# Green People hate Refineries



## THORHAMMER (Jun 27, 2008)

And I thought there would be no viable commercial use for any of my photos

*http://greenairradio.com/?p=322*


----------



## LaFoto (Jun 27, 2008)

> Instead of the light oil that we are used to, this oil will be heavy with sulfur and made up of a tar-like consistency. In fact, it will take a lot more money and effort just to refine this oil into the gas that we love and loathe.


 
Ha!
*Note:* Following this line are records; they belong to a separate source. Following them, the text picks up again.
Issue #2914, opened 2022-02-25
Migrate geospatial tools from the rgdal ecosystem (rgdal, rgeos, maptools) depends to sf & terra


serbinsh:
## Description

Apparently, the R spatial world is shifting away from rgdal, rgeos, and maptools toward sf and terra.  rgdal, rgeos, and maptools all scheduled for retirement at the end of 2023.  Thanks for the heads up @infotroph 

https://mobile.twitter.com/RogerBivand/status/1407705212538822656
https://cran.r-project.org/web/packages/rgdal/index.html

raster doesnt yet have a retirement date, but its suggested to move toward terra

## Proposed Solution

So to me this means right now is a great time to overhaul our spatial dependencies.  First start with simpler functions toward sf/terra (e.g. in data.remote) but we need to develop a list of all functions that use these tools and then schedule the order for updating.

## Alternatives Considered

none

## Additional Context 
```
[](https://twitter.com/@RogerBivand)[Roger Bivand](https://twitter.com/@RogerBivand)Roger Bivand [@RogerBivand](https://twitter.com/@RogerBivand)
[@edzerpebesma](https://twitter.com/edzerpebesma) I'm not sure that taking over maintenance is a sensible use of effort (add maptools to that list). The main condition for this will be transition from raster to terra, as raster uses rgdal heavily. If sf/stars and terra become the main workflow bases, things get simplified.
TwitterTwitter | [Jun 23rd, 2021](https://mobile.twitter.com/RogerBivand/status/1407705212538822656)
```

Some other issues - if we need to buffer points to average pixels when extracting does terra support that like raster?

Aariq:
related: https://github.com/PecanProject/pecan/issues/2913

Aariq:
more details: https://github.com/r-spatial/evolution

Aariq:
Appearances of `rgdal`:

https://github.com/PecanProject/pecan/blob/1043bfd57becbb79885e9455439308c68b9816ca/modules/data.land/R/gis.functions.R#L71-L72

https://github.com/PecanProject/pecan/blob/1043bfd57becbb79885e9455439308c68b9816ca/modules/data.remote/R/NLCD.R#L72

https://github.com/PecanProject/pecan/blob/1043bfd57becbb79885e9455439308c68b9816ca/modules/data.atmosphere/R/GEFS_helper_functions.R#L248

Plus a LOT of scripts and vignettes

Aariq:
[...]

PR #3211, opened 2023-08-10
Add the down_scale function to pecan.

JoshuaPloshay:
## Review Time Estimate

- [ ] Immediately
- [ ] Within one week
- [ ] When possible

## Types of changes

- [ ] Bug fix (non-breaking change which fixes an issue) 
- [ ] New feature (non-breaking change which adds functionality)
- [ ] Breaking change (fix or feature that would cause existing functionality to change)

## Checklist:

- [ ] My change requires a change to the documentation.
- [ ] My name is in the list of CITATION.cff
- [ ] I have updated the CHANGELOG.md.
- [ ] I have updated the documentation accordingly.
- [ ] I have read the **CONTRIBUTING** document.
- [ ] I have added tests to cover my changes.
- [ ] All new and existing tests passed.

PR #3229, opened 2023-11-01
removed rgdal from data.land and data.remote

istfer:
## Description

Per issue https://github.com/PecanProject/pecan/issues/2914 made changes to data.land. It's a very small change, rgdal functions were being used for printing info only.

I just removed rgdal from data.remote `DESCRIPTION` as well, although there was an `require(rgdal)` in the `extract_NLCD` function, no rgdal package function was being used within this function, also seems to be the case in #3222.

## Motivation and Context

See https://github.com/PecanProject/pecan/issues/2914.

## Review Time Estimate

- [X] Immediately
- [ ] Within one week
- [ ] When possible

## Types of changes

## Checklist:

### DIFF
--- a/modules/data.remote/R/NLCD.R
+++ b/modules/data.remote/R/NLCD.R
@@ -69,8 +69,7 @@ download.NLCD <- function(outdir, year = 2011, con = NULL) {
 ##' @description Based on codes from Christy Rollinson and from Max Joseph (http://mbjoseph.github.io/2014/11/08/nlcd.html)
 extract_NLCD <- function(buffer, coords, data_dir = NULL, con = NULL, year = 2011) {
     library(raster)
-    require(rgdal)
-    
+
     if (!is.null(con)) {
         library(PEcAn.DB)
         if (year == 2001) {
--- a/modules/data.remote/R/NLCD.R
+++ b/modules/data.remote/R/NLCD.R
@@ -103,21 +103,21 @@ extract_NLCD <- function(buffer, coords, data_dir = NULL, con = NULL, year = 201
         print(paste("File not found:", filename))
         return(NULL)
     }
-    nlcd <- raster(filename)
+    nlcd <- terra::rast(filename)
     
     # transform points
-    sites <- SpatialPoints(coords = coords, proj4string = CRS("+proj=longlat +datum=WGS84"))
-    sites <- spTransform(sites, crs(nlcd))
+    sites <- terra::vect(coords, geom=c("long", "lat"), crs="+proj=longlat +datum=WGS84")
+    sites <- terra::buffer(x, width=buffer)
     
     # extract
-    sum.raw <- table(extract(nlcd, sites, buffer = buffer))
+    sum.raw <- table(terra::extract(nlcd, sites))
     summ <- prop.table(sum.raw)
-    mydf <- data.frame(cover = names(summ), percent = as.vector(summ), count = as.vector(sum.raw))
+    mydf <- data.frame(cover.name = colnames(summ), percent = as.vector(summ), count = as.vector(sum.raw))
+    mydf <- mydf[mydf$count!=0,]
     
-    # land cover number to name conversions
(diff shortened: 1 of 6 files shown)


modules/data.remote/R/NLCD.R
```diff
@@ -69,8 +69,7 @@ download.NLCD <- function(outdir, year = 2011, con = NULL) {
 ##' @description Based on codes from Christy Rollinson and from Max Joseph (http://mbjoseph.github.io/2014/11/08/nlcd.html)
 extract_NLCD <- function(buffer, coords, data_dir = NULL, con = NULL, year = 2011) {
     library(raster)
-    require(rgdal)
```
mdietze, line 72: Do we know if raster's dependencies on rgdal have been fixed? If not, this fix could be pretty short lived. I know in other cases we're trying to migrate from raster to terra, but that's a harder fix than the current PR

mdietze (approved):

modules/data.remote/R/NLCD.R
istfer: Ah right, I don't know much about `raster`, but checking `terra` some lines can be changed, e.g.:

```
nlcd <- raster::raster(filename)
```
to
```
nlcd <- terra::rast(filename)
```
and
```
sites <- sp::spTransform(sites, raster::crs(nlcd))
```
to
```
sites <- sp::spTransform(sites, terra::crs(nlcd, proj=TRUE))
```
then probably instead of `raster::extract`, `terra::extract` could be used, but I'm not familiar with this function. Is there someone who can quickly check if such changes would work as intended?

mdietze: @istfer Given that this function isn't actively being used in any automated workflow at the moment (i.e. there's no one else who has things set up for a quick and easy test), I'd be OK with you making the obvious changes and leaving a note or warning that they haven't been rigorously tested.  

FYI the closest analog is @JoshuaPloshay work on PR https://github.com/PecanProject/pecan/pull/3211 which uses terra to extract a number of other data products.

istfer: got it, I made an attempt to replace with terra functions (I found an nlcd image to test it with) and put a warning

istfer:
I'm guessing CI's API rate limit errors are not something I can fix on my end?

mdietze:
Nope, you just have to wait for the API to refresh and then try running the ones that failed again

mdietze:
@istfer the build hit the following errors in check_modules
```
check modules/data.remote
  2 warnings found in modules/data.remote.
  1 notes found in modules/data.remote.
  R check of modules/data.remote returned new problems:
  Execution halted
  checking dependencies in R code ... WARNING: '::' or ':::' import not declared from: 'terra'
  checking dependencies in R code ... WARNING: 'library' or 'require' calls not declared from: 'doParallel' 'PEcAn.DB'
  checking dependencies in R code ... WARNING: 'library' or 'require' calls in package code: 'doParallel' 'PEcAn.DB' Please use :: or requireNamespace() instead. See section 'Suggested packages' in the 'Writing R Extensions' manual.
  ```
  
  At a minimum, I think you need to remove `raster` from the DESCRIPTION and add `terra`. Looks like there are additional issues with 'doParallel' and 'PEcAn.DB' that aren't your fault but may need to be resolved too. For example there's a `require(doParallel)` in `download.thredds.R` that we can probably get rid of since the functions appear to be using the namespace. Same with the `library(PEcAn.DB)` in NLCD.R

modules/data.remote/R/NLCD.R
Aariq: `raster` no longer imports `rgdal`.  `raster` has replaced `rgdal` imports with `terra` so you do not need to change this (but probably good to do it eventually).  If a packages is on CRAN still, it no longer uses the retired r-spatial packages. You can also  check if you've gotten rid of all the `rgdal` dependencies with `pak::local_deps_explain("rgdal", "modules/data.land")`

But I know someone who's working on the refining technology to make this "cheap oil" so, that in the end no one can distinguish between its source, was it light oil or heavy oil, or (tar-like) residue ... ?

And the end result will NOT be extra high in sulphur - not when the person who I know (well ) has anything to say about it! :greenpbl: 

Happy for you to see one of your absolutely brilliant refinery-at-night photos being used to illustrate that article!!!


----------



## Battou (Jun 27, 2008)

...I can think of a couple other photos you did that would have better illustrated that but.....that is just my oppinion. Still a great shot but I think it is not quite matched to the text as it could be.


----------



## THORHAMMER (Jun 27, 2008)

I agree ! 

but thats what they picked... Well be working on some other stuff, so I can save the best for last !


----------



## Battou (Jun 27, 2008)

THORHAMMER said:


> I agree !
> 
> but thats what they picked... Well be working on some other stuff, so I can save the best for last !



Are you thinking the same ones I am?


----------



## Senor Hound (Jun 27, 2008)

I could imagine its frustrating to have a photo picked out that would be ideal in your opinion, only to have them pick something else.  But at least they picked one of your shots!  That's a plus, right?!

BTW, I'm glad that's not a scratch and sniff photo.


----------



## craig (Jun 27, 2008)

Yes!!!!!!!!!!! Good job on getting your work out there. Tell us about how they found you and the details of the usage fees.

)'(


----------



## THORHAMMER (Jun 28, 2008)

Ill pm it to you if you want, but id rather not disclose it on a public forum lest someday they come across it and see that as unscrupulous


----------